#### DIRECTIONS
The reply should contain all of the data below, word for word.
RAW DATA section start
Issue #839, opened 2024-09-01
fix jsonschema test


shadowpigy:
The jsonschema tests are outdated. 

The main difference is that the `properties` field is now `omitempty`. 
Another problem is that the last test case with regard to array is incorrect. The following is not a valid json schema. The `properties` keyword should be nested within an object type, not at the root level of an array type.
```
{
   "type":"array",
   "items":{
      "type":"string",
      "properties":{
         
      }
   },
   "properties":{
      "name":{
         "type":"string",
         "properties":{}
      }
   }
}
```

PR #840, opened 2024-09-01
ordered jsonschema def

shadowpigy:
The old jsonschema package does not ensure that the order of fields is the same as go struct def , which is bad for taking advantage of chain of thought.

also fix Issue: #839


shadowpigy:
A string type Definition still has the `properties` field

PR #843, opened 2024-09-04
depricated model GPT3Ada changed to GPT3Babbage002

Arundas666:
**Describe the change**
Model GPT3Ada is deprecated, so changed to GPT3Babbage002 in examples,tests and in Readme.

**Describe your solution**
deprecated model is changed and used the GPT3Babbage002 model


sashabaranov:
Thank you for the PR!

sashabaranov (approved):

PR #847, opened 2024-09-09
feat: add ParallelToolCalls to RunRequest

kenshin54:
**Describe the change**
By default, `parallel_tool_calls` is set to true, which allows the llm to make multiple tool calls in one response. This can be opted out of with setting it to false, and ensures the llm only responds with one tool call at a time.

https://platform.openai.com/docs/api-reference/runs/createRun#runs-createrun-parallel_tool_calls

**Describe your solution**
This PR added the same change as #787 , an `any`  field `ParallelToolCalls`.

**Tests**
No new tests added.


sashabaranov (approved):
Thank you for the PR!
RAW DATA section end
#### PROBLEM SOLUTION
Issue #839, opened 2024-09-01
fix jsonschema test


shadowpigy:
The jsonschema tests are outdated. 

The main difference is that the `properties` field is now `omitempty`. 
Another problem is that the last test case with regard to array is incorrect. The following is not a valid json schema. The `properties` keyword should be nested within an object type, not at the root level of an array type.
```
{
   "type":"array",
   "items":{
      "type":"string",
      "properties":{
         
      }
   },
   "properties":{
      "name":{
         "type":"string",
         "properties":{}
      }
   }
}
```

PR #840, opened 2024-09-01
ordered jsonschema def

shadowpigy:
The old jsonschema package does not ensure that the order of fields is the same as go struct def , which is bad for taking advantage of chain of thought.

also fix Issue: #839


shadowpigy:
A string type Definition still has the `properties` field

PR #843, opened 2024-09-04
depricated model GPT3Ada changed to GPT3Babbage002

Arundas666:
**Describe the change**
Model GPT3Ada is deprecated, so changed to GPT3Babbage002 in examples,tests and in Readme.

**Describe your solution**
deprecated model is changed and used the GPT3Babbage002 model


sashabaranov:
Thank you for the PR!

sashabaranov (approved):

PR #847, opened 2024-09-09
feat: add ParallelToolCalls to RunRequest

kenshin54:
**Describe the change**
By default, `parallel_tool_calls` is set to true, which allows the llm to make multiple tool calls in one response. This can be opted out of with setting it to false, and ensures the llm only responds with one tool call at a time.

https://platform.openai.com/docs/api-reference/runs/createRun#runs-createrun-parallel_tool_calls

**Describe your solution**
This PR added the same change as #787 , an `any`  field `ParallelToolCalls`.

**Tests**
No new tests added.


sashabaranov (approved):
Thank you for the PR!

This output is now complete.